Many daYs have passed and many days off fishing have has happened since I have posted a report on 2cool due to many technical issues they have been happening. I have not been able to write a report since November, so therefore there are way too many photos to post but I'll put on as many as I can in the comment section of the post. "So let's start" 
I have to begin from winter to now into our transition of Spring because we have been landing many quality fish all winter up to now no doubt. Our wade fishing has been phenomenal and now that we are into our longer warming trends it's really going to blow up.

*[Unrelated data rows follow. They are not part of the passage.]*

PR #161, opened 2016-04-08
Redo `enable_database_recovery` behaviour

eiri:
All the functions related to file deletion moved into `couch_file` module.

Config option `rename_on_delete` split into two options:

1. Option  `enable_database_recovery`. When set, on user initiated deletion of database renames a database file and the database's views directories in-place with timestamp and "deleted" tag-word suffix, so the database can be recovered if necessary.
2. Option `delete_after_rename`. When set, keeps all the deleted compaction files in ".delete" directory as renamed in random uuids files until the database restart. This allows to postpone deletion of the  compaction files and provides with option of "last minute safe" in case database got corrupted after compaction.

### DIFF
--- a/src/couch_file.erl
+++ b/src/couch_file.erl
@@ -219,12 +219,14 @@ close(Fd) ->
 
 
 delete(RootDir, Filepath) ->
-    delete(RootDir, Filepath, true).
+    delete(RootDir, Filepath, []).
 
-delete(RootDir, FullFilePath, Async) ->
+delete(RootDir, FullFilePath, Options) ->
     EnableRecovery = config:get_boolean("couchdb",
         "enable_database_recovery", false),
-    case EnableRecovery of
+    Async = not lists:member(sync, Options),
+    Context = couch_util:get_value(context, Options, compaction),
+    case Context =:= delete andalso EnableRecovery of
         true ->
             rename_file(FullFilePath);
         false ->
--- a/src/couch_file.erl
+++ b/src/couch_file.erl
@@ -246,7 +246,11 @@ delete_file(RootDir, Filepath, Async) ->
 
 rename_file(Original) ->
     DeletedFileName = deleted_filename(Original),
-    file:rename(Original, DeletedFileName).
+    Now = calendar:local_time(),
+    case file:rename(Original, DeletedFileName) of
+        ok -> file:change_time(DeletedFileName, Now);
+        Else -> Else
+    end.
 
 deleted_filename(Original) ->
     {{Y, Mon, D}, {H, Min, S}} = calendar:universal_time(),
--- a/src/couch_file.erl
+++ b/src/couch_file.erl
@@ -264,6 +264,18 @@ deleted_filename(Original) ->
     filename:rootname(Original) ++ Suffix.
 
 nuke_dir(RootDelDir, Dir) ->
+    EnableRecovery = config:get_boolean("couchdb",
+        "enable_database_recovery", false),
+    case EnableRecovery of
+        true ->
+            rename_file(Dir);
+        false ->
+            delete_dir(RootDelDir, Dir)
+    end.
+
+delete_dir(RootDelDir, Dir) ->
+    DeleteAfterRename = config:get_boolean("couchdb",
+        "delete_after_rename", true),
     FoldFun = fun(File) ->
         Path = Dir ++ "/" ++ File,
         case filelib:is_dir(Path) of
@@ -271,7 +283,7 @@ nuke_dir(RootDelDir, Dir) ->
                 ok = nuke_dir(RootDelDir, Path),
                 file:del_dir(Path);
             false ->
-                delete(RootDelDir, Path, false)
+                delete_file(RootDelDir, Path, false, DeleteAfterRename)
         end
     end,
     case file:list_dir(Dir) of
--- a/src/couch_file.erl
+++ b/src/couch_file.erl
@@ -221,8 +221,16 @@ close(Fd) ->
 delete(RootDir, Filepath) ->
     delete(RootDir, Filepath, true).
 
+delete(RootDir, FullFilePath, Async) ->
+    RenameOnDelete = config:get_boolean("couchdb", "rename_on_delete", false),
+    case RenameOnDelete of
+        true ->
+            rename_file(FullFilePath);
+        false ->
+            delete_file(RootDir, FullFilePath, Async)
+    end.
 
-delete(RootDir, Filepath, Async) ->
+delete_file(RootDir, Filepath, Async) ->
     DelFile = filename:join([RootDir,".delete", ?b2l(couch_uuids:random())]),
     case file:rename(Filepath, DelFile) of
     ok ->
@@ -236,6 +244,17 @@ delete(RootDir, Filepath, Async) ->
         Error
     end.
 
+rename_file(Original) ->
+    DeletedFileName = deleted_filename(Original),
+    file:rename(Original, DeletedFileName).
+
+deleted_filename(Original) ->
+    {{Y, Mon, D}, {H, Min, S}} = calendar:universal_time(),
+    Suffix = lists:flatten(
+        io_lib:format(".~w~2.10.0B~2.10.0B."
+            ++ "~2.10.0B~2.10.0B~2.10.0B.deleted"
+            ++ filename:extension(Original), [Y, Mon, D, H, Min, S])),
+    filename:rootname(Original) ++ Suffix.
 
 nuke_dir(RootDelDir, Dir) ->
     FoldFun = fun(File) ->
@@ -610,3 +629,43 @@ process_info(Pid) ->
         {couch_file_fd, {Fd, InitialName}} ->
             {Fd, InitialName}
     end.
+
+
+-ifdef(TEST).
+-include_lib("couch/include/couch_eunit.hrl").
+
+deleted_filename_test_() ->
+    DbNames = ["dbname", "db.name", "user/dbname"],
+    Fixtures = make_filename_fixtures(DbNames),
+    lists:map(fun(Fixture) ->
+        should_create_proper_deleted_filename(Fixture)
+    end, Fixtures).
+
+should_create_proper_deleted_filename(Before) ->
+    {Before,
+    ?_test(begin
+        BeforeExtension = filename:extension(Before),
+        BeforeBasename = filename:basename(Before, BeforeExtension),
+        Re = "^" ++ BeforeBasename ++ "\.[0-9]{8}\.[0-9]{6}\.deleted\..*$",
+        After = deleted_filename(Before),
+        ?assertEqual(match,
+            re:run(filename:basename(After), Re, [{capture, none}])),
+        ?assertEqual(BeforeExtension, filename:extension(After))
+    end)}.
+
+make_filename_fixtures(DbNames) ->
+    Formats = [
+        "~s.couch",
+        ".~s_design/mrview/3133e28517e89a3e11435dd5ac4ad85a.view",
+        "shards/00000000-1fffffff/~s.1458336317.couch",
+        ".shards/00000000-1fffffff/~s.1458336317_design",
+        ".shards/00000000-1fffffff/~s.1458336317_design"
+            "/mrview/3133e28517e89a3e11435dd5ac4ad85a.view"
+    ],
+    lists:flatmap(fun(DbName) ->
+        lists:map(fun(Format) ->
+            filename:join("/srv/data", io_lib:format(Format, [DbName]))
+        end, Formats)
+    end, DbNames).
+
+-endif.
--- a/src/couch_file.erl
+++ b/src/couch_file.erl
@@ -228,21 +228,23 @@ delete(RootDir, FullFilePath, Async) ->
         true ->
             rename_file(FullFilePath);
         false ->
-            delete_file(RootDir, FullFilePath, Async)
+            DeleteAfterRename = config:get_boolean("couchdb",
+                "delete_after_rename", true),
+            delete_file(RootDir, FullFilePath, Async, DeleteAfterRename)
     end.
 
-delete_file(RootDir, Filepath, Async) ->
+delete_file(RootDir, Filepath, Async, DeleteAfterRename) ->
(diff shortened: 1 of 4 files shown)


src/couch_file.erl
```diff
@@ -121,7 +121,7 @@ append_term_md5(Fd, Term, Options) ->
 
 append_binary(Fd, Bin) ->
     ioq:call(Fd, {append_bin, assemble_file_chunk(Bin)}, erlang:get(io_priority)).
-
```
rnewson: whitespace only change

src/couch_file.erl
```diff
@@ -223,19 +223,34 @@ delete(RootDir, Filepath) ->
...
 delete(RootDir, Filepath, Async) ->
-    DelFile = filename:join([RootDir,".delete", ?b2l(couch_uuids:random())]),
+    DelFile = deleted_filename(RootDir, Filepath),
+    RenameOnDelete = config:get_boolean("couchdb", "rename_on_delete", false),
     case file:rename(Filepath, DelFile) of
-    ok ->
-        if (Async) ->
+        ok when RenameOnDelete ->
+            Now = calendar:local_time(),
+            file:change_time(DelFile, Now);
```
rnewson: this belongs in a different commit given the description of this commit.

src/couch_file.erl
```diff
@@ -223,19 +223,34 @@ delete(RootDir, Filepath) ->
...
+            file:delete(DelFile);
+        Error ->
+            Error
     end.
 
+deleted_filename(RootDir, Filepath) ->
+    RootName = filename:rootname(Filepath),
+    DelFileRoot = couch_util:url_encode(RootName -- RootDir),
+    Suffix = deleted_filename_suffix(),
+    Extention = filename:extension(Filepath),
```
rnewson: `Extension`

src/couch_file.erl
```diff
@@ -253,14 +253,23 @@ deleted_filename_suffix() ->
...
             true ->
-                ok = nuke_dir(RootDelDir, Path),
+                ok = delete_dir(RootDelDir, Path),
                 file:del_dir(Path);
             false ->
-                delete(RootDelDir, Path, false)
+                UUID = couch_uuids:random(),
+                DelFile = filename:join([RootDelDir, ".delete", UUID]),
+                file:rename(Path, DelFile),
+                file:delete(DelFile)
```
rnewson: so it .. renames _and_ then immediately deletes? why?

src/couch_file.erl
```diff
@@ -271,7 +280,6 @@ nuke_dir(RootDelDir, Dir) ->
             ok
     end.
 
-
```
rnewson: ws only change

src/couch_server.erl
```diff
@@ -555,7 +555,12 @@ delete_file(RootDir, FullFilePath, Options) ->
 rename_on_delete(Original) ->
     DeletedFileName = deleted_filename(Original),
     case file:rename(Original, DeletedFileName) of
-        ok -> {ok, {renamed, DeletedFileName}};
+        ok ->
```
rnewson: parts of this change seem to be in the first commit (a file:change_time call is in there)

src/couch_file.erl
```diff
@@ -223,29 +223,53 @@ delete(RootDir, Filepath) ->
...
+
+deleted_filename_suffix() ->
+    {{Y, Mon, D}, {H, Min, S}} = calendar:universal_time(),
+    io_lib:format("~w~2.10.0B~2.10.0B"
+        ".~2.10.0B~2.10.0B~2.10.0B.~6s",
+        [Y, Mon, D, H, Min, S, couch_uuids:random()]).
 
 nuke_dir(RootDelDir, Dir) ->
+    case config:get_boolean("couchdb", "rename_on_delete", false) of
+        true -> couch_server:delete_file(RootDelDir, Dir, []);
```
iilyak: I don't like the fact that we introduce cyclic dependency between couch_file and couch_server here. But I wouldn't insist on changing it. Feel free to ignore.

src/couch_file.erl
eiri: I believe this is a performance thing related to Windows fs, that why `couch_file:delete/3` does the same thing - renames and then deletes. Since it was called here previously with `sync`, I'm mimic it, but with simplified renaming approach to avoid taxing calls for `config`, `calendar` and `url_encode`.

iilyak: Should we `s/DelFile/TmpFile/` to avoid confusion?

eiri: Here is JIRA issue that gives more details on rename-then-delete approach: https://issues.apache.org/jira/browse/COUCHDB-1003

eiri:
@rnewson @iilyak - the comments addressed.

Regarding rename-then-delete approach, just to move the comment here out of the outdated diff:

As described here https://issues.apache.org/jira/browse/COUCHDB-1003 , this is done because deletion of large files on block-oriented filesystems can take time, so the file first moved into `.deleted` directory that got cleaned up on couch start.

@rnewson if you think this is not applicable here, I'll remove the rename part, I was just reproducing behaviour of `nuke_dir/2` as it was before this PR.

rnewson:
@eiri I'm still confused. The way Cloudant addresses the problem of deletes taking a long time is that we do _not_ call file:delete on it. Instead, we truncate it a few meg at a time until it's 0 length then delete it. Your code does a rename then a full delete, it doesn't achieve the goal.

kxepal:
@rnewson Just curious: what the idea stands behind "truncate by few MiBs toward 0 and then delete" and why it's better than "rename and full delete"? The latter sounds to be use less disk I/O operations and be better.

eiri:
@rnewson My goal was not change the delete process, but to preserve existing behaviour and the code does _exactly_ what've been done here previously. My understanding from your comment in linked jira is that it was done this way, so if Couch goes down during a long delete the file still be purged on a restart.

iilyak:
I'm +1 with the change. However I want a +1 from @rnewson on this one before we merge.

rnewson:
@kxepal: because the kernel/filesystem will devote itself to freeing the blocks, it causes all other reads/writes to suffer hugely. It _is_ more expensive to repeatedly truncate vs simple delete, but it's spaced out over time so affects other operations considerably less.

rnewson:
@eiri the first PR comment says 'This change makes compaction files to stay in .deleted directory in case config parameter rename_on_delete is set and renames them in fashion, that makes it easier to restore them if necessary. ' but what you've done is rename-then-delete which does not achieve the goal.

I think rename_on_delete might be a misleading name. rename_instead_of_delete is the meaning. Wherever we delete a file, whether that's a database or view compaction that completes or a user deletes a database, we want one of two behaviours: 1) we delete the file immediately (yes, we'll mv it to the .delete directory first so that we can clean up easily in the event of a crash, but that's normal couchdb behaviour) or 2) we rename the file (appending a unique timestamp or similar) and do not delete it, so that it can be recovered. Anyone that sets this config flag is then required to find and delete these files later if they don't intend to restore them (so a useful pattern like *.deleted.couch / *.deleted.view is warranted).

Have I misunderstood the scope of this pull request?

kxepal:
@rnewson Interesting. What would you recommend to read about? (sorry for offtopic)

rnewson:
@kxepal it was an observation from production but I'm sure you can trivially reproduce it. make a 200gb file on ext4, delete it while running any kind of benchmark.

davisp:
@kxepal We actually stole the truncate-to-zero approach from a talk at one of the devops conferences some years ago. Its purely based on the observation that @rnewson made, when you delete a file, the kernel will consume a large amount of disk resources trying to remove that file. Seeing it in the talk made us realize why we ended up having such a performance impact when a compaction finished. Here's a couple quick links that describe similar solutions:

http://www.awasu.com/weblog/deleting-large-files-from-an-ext3-file-system/
http://serverfault.com/questions/480526/deleting-very-large-file-without-webserver-freezing

The ionice suggestion in the second link I'm pretty sure depends on having a kernel io scheduler configured and we've seen that have a performance impact with anything other than the noop scheduler.

davisp:
I should've made the point that ionice doesn't work if you're using noop io scheduling.

kxepal:
@rnewson @davisp Thanks a lot!

kxepal:
Hm...reading the links, references and quick googling shows that this problem is extX specific and other FS may handle delete right without IOpain. Feels like this algorithm better to make configurable and notify admins about such problem and the option, but I would like to make some benchmarks for FS I uses for CouchDB: XFS and ZFS. Though for XFS this [shouldn't be a problem](http://www.bullopensource.org/ext4/20070404/FileDeletion.html) already.

eiri:
@rnewson View compaction files handled in `couch_file:deleted/3` function which does what the first PR comment describes and you are commenting on `couch_file:delete_dir/2` which is called on database's views directories when database deleted while parameter `rename_on_delete` set to false [[ref]](https://github.com/cloudant/couchdb-couch/blob/61028-fix-rename-on-delete/src/couch_file.erl#L258)

The scope of PR is to extend exiting `rename_on_delete` behaviour on compaction and view files. I'm doing this by making views directories to be renamed on deletion of a database in the same manner the database file renamed right now. For compaction files I'm making them not to be deleted in `.deleted` directory after renaming, the same way as Cloudant does. I'm renaming them differently, though, so they'd be more easily identified if necessary.

The renaming configuration parameters or radically diverging from how file preservation works right now is not in scope of this PR.

rnewson:
(noting that ionice doesn't apply to delete operations anyway)

src/couch_file.erl
```diff
@@ -223,19 +223,33 @@ delete(RootDir, Filepath) ->
...
+            ok;
+        ok when Async ->
             spawn(file, delete, [DelFile]),
             ok;
-        true ->
-            file:delete(DelFile)
-        end;
-    Error ->
-        Error
+        ok ->
```
rnewson: diff would have been clearer if you hadn't mixed whitespace changes with functional changes.

src/couch_file.erl
```diff
@@ -252,14 +252,23 @@ deleted_filename_suffix() ->
...
             true ->
-                ok = nuke_dir(RootDelDir, Path),
+                ok = delete_dir(RootDelDir, Path),
                 file:del_dir(Path);
             false ->
-                delete(RootDelDir, Path, false)
+                UUID = couch_uuids:random(),
+                TmpFile = filename:join([RootDelDir, ".delete", UUID]),
+                file:rename(Path, TmpFile),
+                file:delete(TmpFile)
```
rnewson: this still does seem a bit pointless in this context. The original context was deleting a database which, at the time, was a single file. When we're deleting all views, renaming each filed them immediately deleting it doesn't seem to do much beyond complicate things.

@davisp thoughts here pls?

I suggest that nuke_dir renames the top level Dir to .delete first and then recursively deletes it. That gives us the behaviour we want (making it easier to clean if we crash and restart during the time-consuming file:delete calls)

davisp: I agree. The rename and delete isn't very useful here. I'd do what @rnewson suggests and just rename in nuke_dir, and then do a similar test as above in couch_file:delete that if rename_on_delete is true then we just don't do the recursion similar to what exists currently.

davisp:
So thinking through this I think we may be conflating two different features that while similar are serving different purposes.

Specifically, there's one feature where we rename things into the .delete directory so that we can get rid of them quickly as well as manage cleanup when the server crashes during deletions. This feature has been in CouchDB for a long time dating back years.

The second feature was a small thing that Cloudant added to help manage recovering from accidental deletions. This feature was implemented by just changing the delete to rename a .couch file to a version that includes the deletion timestamp. This allowed operators to recover a "deleted" database for clients.

This PR appears to attempt to flatten both of these features by renaming files into the .delete directory with useful names and makes the actual deletion a bit subtler in that the various renames are munged and so its not 100% obvious which feature we're handling in the various functions named delete/nuke_dir/delete_file/etc.

As a follow on, the renaming here also tries to move away from using a UUID in the .delete directory and instead uses a URL encoded path of the deleted file (relative to the root database directory). On first glance this seemed like a good idea, but researching filename length limits it'd be very easy to break this as a user only needs to create a database with > 255 characters on extX filesystems (and shorter on others).

What I think we should consider is that all of our deletions move the file to the .delete directory mirroring the original filesystem hierarchy. Then our existing "rename_on_delete" feature is relabeled as "delete_after_rename" with a default of true. This allows us to enable a sysadmin approach to recovering deleted databases as well as enables sysadmins to institute their own policies for actual deletion.

As a last note, I'd also like to see all of the file system/deletion logic moved to couch_file. Its quite awkward to have it split between couch_server and couch_file. I'd work on structuring the commits to have one that moves the existing logic to couch_file and then a subsequent commits to do the filesystem hierarchy mirroring.

eiri:
@davisp I thought there are performance penalty on deleting a lot of files in deep filesystem hierarchy, I remember @rnewson mentioned this while we've been discussing how `rename_on_delete` should be done before I started this implementation. That's why I did urlencode trick to keep the file structure flat.

Do I understand correctly that you are proposing instead: 1) to change `rename_on_delete` config parameter for `delete_after_rename` 2) keep doing what we are doing with renaming files in uuids, moving them in flat fashion in `.delete` and removing them if `delete_after_rename` set to `true`. 3) mirroring data directory hierarchy in `.delete` directory, moving there after-compaction, deleted database and view files and disabling `init_delete_dir/1` if `delete_after_rename` set to `false`

If this is the case, do you think we should add random suffix to moved after-compaction files to keep them distinguished? On one hand this could lead to accumulation of a lot of files in `.delete`, on a flip hand rapid compaction without suffixing would override previous compactions files that might have some value.
Should we change config parameter to `rename_instead_of_delete` as @rnewson proposed, since there are two different ways to rename files and strictly speaking Couch admin don't necessary need to know how we are deleting files when we are deleting them for real.
Switching `rename_instead_of_delete` (or `delete_after_rename`) during Couch life could lead to an interesting state in `.delete` directory - do you think this is not a concern?

eiri:
Companion PR apache/couchdb-couch-mrview#44

iilyak:
Great work @eiri. All tests pass locally.

eiri:
@davisp I've redone this "database recovery" thing in a fashion we discussed, can you please take a look when you'll have some time? thank you.

davisp:
Awesome work. +1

Corkys were king all the way through winter but now they are pretty much smacking any artificial you choose if you have the right presentation. The large trout are lurking on the flats in which we have been extremely consistent with Trout in the 5-8 lb range and ++ some. As far as our redfish go they have been stacked up like cordwood , you name it they will eat it. Now with our drift fishing, I can accomplish the same results as wade fishing but I have to change the tactics some. Pretty much making long drifts on great areas and marking schools defiantly make for a fun day. I cover it all out here so wether you like to drift fish in the boat or wade those pretty flats I can make it happen. 
We are looking at fantastic February and Spring with one heck of a healthy Bay Complex. Lots of fish, lots of beauty, and lots of laughs, It's great out here!
****In February i run my annual Wintertime special with a great rate**** and also I do have some good days left in February and some weekend days available likewise. March is about the same as February with some great days on weekdays and weekends but they will move fast so check in with me. Also I have lodging available on Caney Creek close to the marina but check for availability when booking your trip. Appreciate everyone reading the reports and wish everyone luck out there.
Capt. Hollis Forrester 979-236-3115 
[email protected] www.capthollisforrester.com
Facebook: Matagorda Bay Fishing Guide "awesome fast reports and great info"
#7dayaddiction#downsouthlures#chickenboylures#ezwade#grindterminaltackle#outcast_rods#troutsupportlures
Sent from my iPad


----------



## Capt. Hollis Forrester (Jun 17, 2006)

*photos*

photos


----------



## Capt. Hollis Forrester (Jun 17, 2006)

*photos*

photos


----------



## troutsupport (May 22, 2006)

Great Job Hollis, I've been hearing that you've been killing it all winter and it should get better soon as well.


----------